In fact **this channel is a tensor.** It is a tensor which **contains other tensors** 😉

Thanks to this channel, we can **calculate the average of all the tensors :**

`imgs.view(3, -1).mean(dim=1)`

We obtain **three mean :** tensor([0.4914, 0.4822, 0.4465])

Each one represents **the mean of each color :** R G B.

Same thing for **the standard deviation :**

`imgs.view(3, -1).std(dim=1)`

We obtain **three standard deviations :** tensor([0.2470, 0.2435, 0.2616])

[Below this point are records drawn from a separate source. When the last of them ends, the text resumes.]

PR #109, opened 2026-07-10
feat: add basics for resource-aware permission enforcement and staff UI handling

danielkratz:
This PR introduces the basics for resource-aware permission handling across backend and staff frontend.

### Backend

- Replaces the former permission scope model with `supportsDomainRoleAssignment`
- Adds system-wide and resource-specific permission checks for departments, teams, processes, process instances, roles, themes, secrets, audit logs, and related resources
- Extends the permission set API to include department, team, process, process instance, domain, and system permissions
- Adds a dedicated permission for reading permission sets
- Validates system and domain role permissions on save
- Keeps already assigned unavailable permissions editable so roles can be cleaned up safely

### Frontend

- Loads permission sets during staff application startup
- Adds frontend permission utilities and hooks for `check...` and `has...` access checks
- Synchronizes permission refreshes across browser tabs
- Refreshes permissions after access-changing actions such as role updates, membership role changes, process creation, and process permission changes
- Hides staff navigation entries when the user lacks the required read permission
- Shows StaffShell access-denied errors for direct route access without read permission
- Adds shared UI primitives for disabled actions with permission tooltips
- Applies permission-aware list and detail behavior to departments, teams, system roles, domain roles, themes, secrets, and audit logs

OP#836
OP#837


backend/src/main/java/de/aivot/gover/backend/department/services/DepartmentService.java
```diff
@@ -147,13 +154,73 @@ private void validateRequiredStringSetting(
     ) throws ResponseException {
         if (value == null) {
             if (isRoot) {
-                throw ResponseException.badRequest("Für Organisationseinheiten der obersten Ebene muss „%s“ konfiguriert sein.", fieldName);
+                throw ResponseException.badRequest(String.format(
+                        "Für Organisationseinheiten der obersten Ebene muss „%s“ konfiguriert sein.",
+                        fieldName
+                ));
             }
```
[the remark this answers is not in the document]
danielkratz: Not applying this suggestion. `ResponseException.badRequest` also has a `(String message, String details)` overload, so passing a `String` as the second argument does not select the varargs formatter. The explicit `String.format(...)` is required here; otherwise `%s` remains unformatted, which is covered by `DepartmentServiceTest`.

app/src/modules/teams/pages/details/teams-details-page.tsx
```diff
@@ -6,15 +6,53 @@ import {GenericPageHeaderPropsHelpDialog} from '../../../../components/generic-p
...
+
     return (
         <PageWrapper
             title="Team bearbeiten"
             fullWidth
             background
         >
             <GenericDetailsPage<TeamEntity, number, void>
+                hasAccess={hasAccess}
+                isEditable={isEditable}
```
mobaetzel: Maybe it's a good idea to integrate the permission checking directly into the generic details page instead of always supplying these checks but keeping these check for non-standard access and edit check behaviour. i boils down to a system permission check for a given permission for new entries, a team check and a department specific check for non new entries additionally. We can add these as fixed props and reduce the repetition in the components reusing the generic details page.

app/src/modules/teams/pages/details/teams-details-page.tsx
```diff
@@ -28,7 +66,10 @@ export function TeamsDetailsPage() {
                     {
                         path: '/teams/:id/members',
                         label: 'Teammitglieder',
-                        isDisabled: (item) => !item?.id,
+                        isDisabled: (item) => !item?.id || !checkTeamPermission(permissions, item.id, Permission.TEAM_MEMBERSHIP_READ),
+                        disabledTooltip: (item) => item?.id
+                            ? formatMissingPermissionTooltip(Permission.TEAM_MEMBERSHIP_READ)
+                            : undefined,
```
mobaetzel: When upgrading the props of the generic details page we can also extend the tags with a specific permission check as well as a `onlyExisting` flag. The generic details page knows already about the new/exisiting state so this might be a simplification of the tabs

app/src/modules/teams/pages/details/teams-details-page-index.tsx
```diff
@@ -71,29 +51,29 @@ export function TeamsDetailsPageIndex() {
 
     const apiService = useMemo(() => new TeamsApiService(), []);
     const changeBlocker = useChangeBlocker(item, team);
+    const editPermission = team?.id === 0 ? Permission.TEAM_CREATE : Permission.TEAM_UPDATE;
```
mobaetzel: The GenericDetailsPageContext exposes the isNewItem-Flag which should be used if possible.

backend/src/main/java/de/aivot/gover/backend/process/filters/ProcessAccessControlFilter.java
```diff
@@ -6,10 +6,13 @@
 import jakarta.annotation.Nonnull;
 import org.springframework.data.jpa.domain.Specification;
 
+import java.util.List;
+
 public class ProcessAccessControlFilter implements Filter<ProcessAccessControlEntity> {
     private Integer sourceTeamId;
     private Integer sourceDepartmentId;
     private Integer targetProcessId;
+    private List<Integer> targetProcessIds;
```
mobaetzel, line 15: These filter fields have been added to the backend filters but not the frontend filter interfaces. Was this intentionally?

app/src/modules/teams/pages/details/teams-details-page-index.tsx
danielkratz: I've updated all places in the example resources accordingly.

backend/src/main/java/de/aivot/gover/backend/process/filters/ProcessAccessControlFilter.java
danielkratz: Nope, that's an oversight. I added this field to the two frontend interfaces.

app/src/modules/teams/pages/details/teams-details-page.tsx
danielkratz: I have initially decided against it and not revisited the topic yet. After careful consideration I agree with the idea and implemented this as explained by you.

app/src/modules/teams/pages/details/teams-details-page.tsx
danielkratz: This has also been implemented.

backend/src/main/java/de/aivot/gover/backend/search/services/SearchRecentItemService.java
```diff
@@ -0,0 +1,139 @@
...
+                ? retentionDays
+                : DEFAULT_RETENTION_DAYS;
+    }
+
+    @Nonnull
+    public List<SearchItemResponseDTO> listVisibleRecentItems(
+            @Nonnull String userId,
+            int size
+    ) {
+        var normalizedSize = Math.max(1, Math.min(size, maxItemsPerUser));
```
mobaetzel: This can be simplified with `Math.clamp(...)`.

backend/src/main/java/de/aivot/gover/backend/search/services/SearchRecentItemService.java
```diff
@@ -0,0 +1,139 @@
...
+        searchRecentItemRepository.upsert(
+                userId,
+                request.originTable(),
+                request.id()
+        );
+        searchRecentItemRepository.deleteOverflow(userId, maxItemsPerUser);
+    }
+
+    @EventListener(ApplicationReadyEvent.class)
+    public void deleteExpiredRecentItemsOnStartup() {
```
mobaetzel, line 99: This method calls a Transactional and therefore should also be marked as `@Transactional`.

backend/src/main/java/de/aivot/gover/backend/search/services/SearchRecentItemService.java
```diff
@@ -0,0 +1,139 @@
...
+        deleteExpiredRecentItems("startup");
+    }
+
+    @Scheduled(cron = "0 30 3 * * *", zone = "${gover.timezone}")
+    public void deleteExpiredRecentItemsNightly() {
```
mobaetzel, line 105: This method calls a Transactional and therefore should also be marked as `@Transactional`.

backend/src/main/java/de/aivot/gover/backend/mail/controllers/TestMailController.java
```diff
@@ -33,29 +35,33 @@
...
     ) throws ResponseException {
         var user = userService
                 .fromJWT(jwt)
-                .orElseThrow(ResponseException::unauthorized)
-                .asSuperAdmin()
-                .orElseThrow(ResponseException::forbidden);
+                .orElseThrow(ResponseException::unauthorized);
+
+        permissionService
+                .requireSystemPermission(user.getId(), ConfigPermissionProvider.SYSTEM_CONFIG_UPDATE);
```
mobaetzel, line 65: Why is this endpoint bound to the `SYSTEM_CONFIG_UPDATE` specifically?

backend/src/main/java/de/aivot/gover/backend/permissions/controllers/PermissionsController.java
```diff
@@ -87,14 +136,169 @@ public PermissionSet listForUser(
...
+        return permission != null && permission.getDepartmentId() != null && hasPermissionEntries(permission.getPermissions());
+    }
+
+    private static boolean hasPermissionEntries(@Nullable List<String> permissions) {
+        return permissions != null && !permissions.isEmpty();
+    }
+
+    private List<DomainPermission> listDomainPermissions(@Nonnull String userId) {
+        // The view may contain structural rows without effective grants, so the API exposes only non-empty permission arrays.
+        return jdbcTemplate.query(
```
mobaetzel: This seems to only fetch a subset of columns with some filtering. Instead of building this query maybe a projection of the entity can be used to select just the subset and perform the filtering. Interactions with the database (sql code etc.) should be done in the repositories if possible. This comment also applies to the other queries in this class. More information on projections can be found here: https://docs.spring.io/spring-data/jpa/reference/repositories/projections.html#projections.interfaces

backend/src/main/resources/db/migration/V29_5_0__search_items.sql
```diff
@@ -54,8 +65,28 @@ SELECT text 'teams'                AS origin_table,
...
+       name                        AS search_text,
+       utp.user_id                 AS user_id,
+       utp.permissions             AS permissions
 FROM teams
+         JOIN v_user_team_permissions AS utp
+              ON utp.team_id = teams.id
+
+UNION ALL
+
+-- Users
```
mobaetzel, line 77: Why does a normal user, who has no business in managing users, the ability to search for other users and, i presume, open their user page via the search dialogue? The search ability is bound to the USER_READ permission therefore are all users able to find other users in the search dialogue, ain't they?

backend/src/main/resources/application.yml
```diff
@@ -189,6 +189,10 @@ gover:
   departmentLevelLabels: "${GOVER_DEPARTMENT_LEVEL_LABELS:Organisation,Bereich,Abteilung,Sachgebiet,Arbeitsbereich}"
   security:
     csrfTtlSeconds: "${GOVER_CSRF_TTL_SECONDS:86400}"
+  search:
```
mobaetzel, line 192: These config properties are not bound to any class but access via dependency injection. we should try to always embody these configuration properties in classes to have them modelled in the OOP structure of our project.

backend/src/main/resources/db/migration/V29_5_0__search_items.sql
```diff
@@ -66,8 +97,12 @@ SELECT text 'process_nodes'                                         AS origin_ta
        id::varchar                                                  AS id,
        to_tsvector('german', coalesce(name, '')) ||
        to_tsvector('german', coalesce(description, ''))             AS searchable_element,
-       trim(coalesce(name, '') || ' ' || coalesce(description, '')) AS search_text
+       trim(coalesce(name, '') || ' ' || coalesce(description, '')) AS search_text,
+       upp.user_id                                                  AS user_id,
+       upp.permissions                                              AS permissions
 FROM process_nodes
+         JOIN v_user_process_access_permissions AS upp
```
mobaetzel, line 104: This view can yield the same process node and user id multiple times because the underlying `v_user_process_access_permissions` can produce a combination of user and process via a department and via a team. this needs to be aggregated and the permissions need to be combined via a distinct union.

backend/src/main/resources/db/migration/V29_5_0__search_items.sql
```diff
@@ -178,9 +254,12 @@ SELECT text 'processes'                                              AS origin_t
        p.internal_title || ' (Version ' || pv.process_version || ')' AS label,
        p.id::varchar || ',' || pv.process_version                    AS id,
        to_tsvector('german', p.internal_title)                       AS searchable_element,
-       p.internal_title                                              AS search_text
+       p.internal_title                                              AS search_text,
+       usp.user_id                                                   as user_id,
+       usp.permissions                                               as permissions
 FROM process_versions pv
          JOIN processes p ON pv.process_id = p.id
+         JOIN v_user_process_access_permissions AS usp ON usp.target_process_id = p.id -- TODO: Cross Join w/ v_user_system_permission
```
mobaetzel: This view can yield the same process node and user id multiple times because the underlying `v_user_process_access_permissions` can produce a combination of user and process via a department and via a team. this needs to be aggregated and the permissions need to be combined via a distinct union.

mobaetzel (changes requested):
I've found some minor things which i would like you to review. Additionally, I've noticed, that we now barely use the deprecated and dagerous `getIsSuperAdmin` and `getIsSystemAdmin` of the `UserEntity`. Maybe now is the right point in time to remove them finally.

backend/src/main/java/de/aivot/gover/backend/process/controllers/ProcessVersionController.java
```diff
@@ -189,14 +225,10 @@ public ProcessVersionEntity update(
                 .orElseThrow(ResponseException::notFound);
         var existingMap = AuditLogPayload.toMap(existing);
 
-        var processDefinition = processDefinitionService
-                .retrieve(existing.getProcessId())
-                .orElseThrow(ResponseException::badRequest);
-
         permissionService
```
mobaetzel, line 238: Here only update is required but via the DTO the status of the ProcessVersion can be updated in the ProcessVersionService bypassing the PUBLISH_LOCAL permission. The status needs to be overwritten in the dto based on the existing entity.

mobaetzel: THe same applies to the create endpoint of this controller.

backend/src/main/java/de/aivot/gover/backend/process/controllers/ProcessNodeController.java
```diff
@@ -191,6 +241,12 @@ public ProcessNodeEntity update(
                 .retrieve(id)
                 .orElseThrow(ResponseException::notFound);
 
+        permissionService.requireProcessPermission(
+                execUser.getId(),
+                existing.getProcessId(),
+                ProcessPermissionProvider.PROCESS_DEFINITION_UPDATE
+        );
+
         if (processNodeRepository.existsByDataKeyAndIdIsNotAndProcessIdAndProcessVersion(
```
mobaetzel, line 259: The updatedDTO needs to be injected with the already validated process id and version because in the service, the data from the dto is applied. With this a user can move a node out of a scope he/she has permission for. If the updatedDTO is not fixed with the already validated process id and version, the values from the dto are passed to the service and updated.

backend/src/main/java/de/aivot/gover/backend/process/controllers/ProcessEdgeController.java
```diff
@@ -127,6 +182,12 @@ public ProcessEdgeEntity update(
                 .retrieve(id)
                 .orElseThrow(ResponseException::notFound);
 
+        permissionService.requireProcessPermission(
```
mobaetzel, line 189: The updatedDTO needs to be injected with the already validated process id and version because in the service, the data from the dto is applied. With this a user can move a node out of a scope he/she has permission for. If the updatedDTO is not fixed with the already validated process id and version, the values from the dto are passed to the service and updated.

backend/src/main/java/de/aivot/gover/backend/process/controllers/ProcessInstanceTaskController.java
```diff
@@ -117,20 +145,11 @@ public ProcessInstanceTaskEntity create(
...
-                .retrieve(processDefinition.getDepartmentId())
-                .orElseThrow(ResponseException::badRequest);
-
-        permissionService
-                .testDepartmentPermission(
-                        execUser.getId(),
-                        department.getId(),
-                        ProcessPermissionProvider.PROCESS_DEFINITION_CREATE
-                );
+        permissionService.requireProcessInstancePermission(
```
mobaetzel: This method does not check if the node, process and process-version the task is created for belongs to the checked process instance. Maybe a api creation of task shouldn't even be possible.

backend/src/main/java/de/aivot/gover/backend/process/controllers/ProcessInstanceController.java
```diff
@@ -173,6 +199,12 @@ public ProcessInstanceEntity update(
                 .retrieve(id)
                 .orElseThrow(ResponseException::notFound);
 
+        permissionService.requireProcessInstancePermission(
```
mobaetzel, line 162: The service does not correctly check if the status, process and process-version updated dto are reachable for the user. Maybe process instances shouldn't be creatable or updatetable?

backend/src/main/java/de/aivot/gover/backend/process/controllers/ProcessInstanceAccessControlController.java
```diff
@@ -77,6 +92,79 @@ protected Integer getIdForEntity(ProcessInstanceAccessControlEntity entity) {
...
+                permissionService.requireProcessInstancePermission(
+                        user.getId(),
+                        filter.getTargetProcessInstanceId().longValue(),
+                        ProcessPermissionProvider.PROCESS_INSTANCE_UPDATE
+                );
+            } else {
+                var accessibleProcessInstanceIds = permissionService
+                        .getProcessInstancesWithPermission(user.getId(), ProcessPermissionProvider.PROCESS_INSTANCE_UPDATE)
+                        .stream()
+                        .map(Long::intValue)
```
mobaetzel: This converts longs to ints and may produce an overflow when the int limit is reached. Why is this done here?

mobaetzel (changes requested):

backend/src/main/java/de/aivot/gover/backend/mail/controllers/TestMailController.java
danielkratz: We felt like this check should not be used by anybody and since this will probably get part of the settings instead of staying a standalone page we bound it to SYSTEM_CONFIG_UPDATE. Please let me know if you have a better suggestion or resolve this conversation. Thanks!

backend/src/main/resources/db/migration/V29_5_0__search_items.sql
danielkratz: We discussed this topic in the team and decided that there are valid use cases for the users to be included as a resource in the spotlight search.

backend/src/main/java/de/aivot/gover/backend/permissions/controllers/PermissionsController.java
danielkratz: Thanks, agreed. I refactored all three controller-local JDBC queries.

The filtering and column selection now live in repository query methods using closed interface projections. PermissionsController only orchestrates the repositories and maps the projection results to the existing API records.

For the process and process-instance permission views, the required JPA repository/entity mappings did not exist yet, so I added them as part of the refactoring.

The department and team repositories already apply the same filtering, so the redundant controller-side filters were removed as well.

backend/src/main/java/de/aivot/gover/backend/mail/controllers/TestMailController.java
danielkratz: This was resolved in person. We keep the binding to SYSTEM_CONFIG_UPDATE.

backend/src/main/java/de/aivot/gover/backend/process/controllers/ProcessInstanceTaskController.java
danielkratz: See separate comment with explanation.

backend/src/main/java/de/aivot/gover/backend/process/controllers/ProcessInstanceController.java
danielkratz: See separate comment with explanation.

backend/src/main/java/de/aivot/gover/backend/process/controllers/ProcessInstanceAccessControlController.java
danielkratz: Good catch. The conversion was compensating for an inconsistent type declaration. process_instances.id is defined as BIGSERIAL and represented as Long, while process_instance_access_controls.target_process_instance_id, its entity field and its filter were still using INTEGER/Integer. I therefore changed the foreign-key column to BIGINT, aligned the entity and filter with Long, and removed the narrowing conversion.

danielkratz:
@mobaetzel 

Thanks for the review. You were right about `getIsSuperAdmin()` and `getIsSystemAdmin()`: both methods have now been removed from `UserEntity`, together with the deprecated `asSuperAdmin()` and `asSystemAdmin()` helpers. Their remaining usages were replaced with explicit permission checks. The obsolete admin properties and related utility code were also removed from the frontend.

While reviewing the runtime resources based on your comments, I found that their generic CRUD endpoints allowed clients to modify engine-owned state directly. I therefore restricted the API as follows:

- Process instances can no longer be created or updated through generic `POST`/`PUT` endpoints. Creation remains part of the trigger flows, while legitimate mutations use explicit commands such as reassigning or restarting failed instances.
- Process instance tasks no longer expose generic create, update, or delete operations. User interaction is performed through the task contexts, with only the explicit failed-task rerun command remaining.
- Process instance events are now read-only because they form an append-only history maintained by the backend.
- Process instance attachments are now read-only. They are created through validated form/task execution flows and share the lifecycle of their process instance, so deleting the complete process instance is the only supported deletion path.
- Attachment sets remain read-only, and the previously missing process-instance permission checks were added.

The frontend API abstraction was adjusted accordingly: the read functionality was extracted from `BaseCrudApiService` into a new `BaseReadApiService`. Runtime resource services now extend the read-only base and expose only explicitly supported domain commands. Comments in the corresponding controllers document why generic mutation endpoints are intentionally absent.

Independently of your findings, I also noticed that several OpenAPI operation descriptions still referred to the old super-admin/system-admin model. I standardized the authorization descriptions across the backend so that they now reference the exact permission constants and explicitly distinguish system-level permissions, resource-scoped permissions, AND/OR requirements, self-access exceptions, and permission-filtered results. This also uncovered and corrected a few descriptions that did not match the actual permission checks. The remaining unused role-based `ResponseException` helpers were removed as well.

backend/src/main/resources/db/migration/V29_5_0__search_items.sql
```diff
@@ -66,10 +97,20 @@ SELECT text 'process_nodes'                                         AS origin_ta
        id::varchar                                                  AS id,
        to_tsvector('german', coalesce(name, '')) ||
        to_tsvector('german', coalesce(description, ''))             AS searchable_element,
-       trim(coalesce(name, '') || ' ' || coalesce(description, '')) AS search_text
+       trim(coalesce(name, '') || ' ' || coalesce(description, '')) AS search_text,
+       upp.user_id                                                  AS user_id,
+       array_unique_union_agg(upp.permissions)                      AS permissions
 FROM process_nodes
+         JOIN v_user_process_access_permissions AS upp
+              ON upp.target_process_id = process_nodes.process_id -- TODO: Cross Join w/ v_user_system_permission
```
mobaetzel: One minor thing and totally my fault: These TODOs for cross joins are outdated because the underlying views should already do the joining with all possible users and what not.

mobaetzel (approved):

jp-performance (approved):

No need to rewrite the normalization formula, **the** *PyTorch* **library takes care of everything!**

We simply use the *Normalize()* **function** of the *transforms* module by indicating **the mean and the standard deviation :**

`norm = transforms.Normalize((0.4915, 0.4823, 0.4468), (0.2470, 0.2435, 0.2616))`

We can then **normalize an image…**

`out = norm(img_t)`

… or **all images of the channel** at the same time:

`imgs_norm = torch.stack([norm(img_t) for img_t, _ in cifar10], dim=3)`

Finally we can **verify** that our channel is well normalized with **a mean of 0 and a standard deviation of 1 :**

`print(imgs_norm.mean(), imgs_norm.std())`

### Normalize Data Automatical**ly**

**ly**

**If we know the mean and the standard deviation** we can **directly apply the normalization** when loading the tensors.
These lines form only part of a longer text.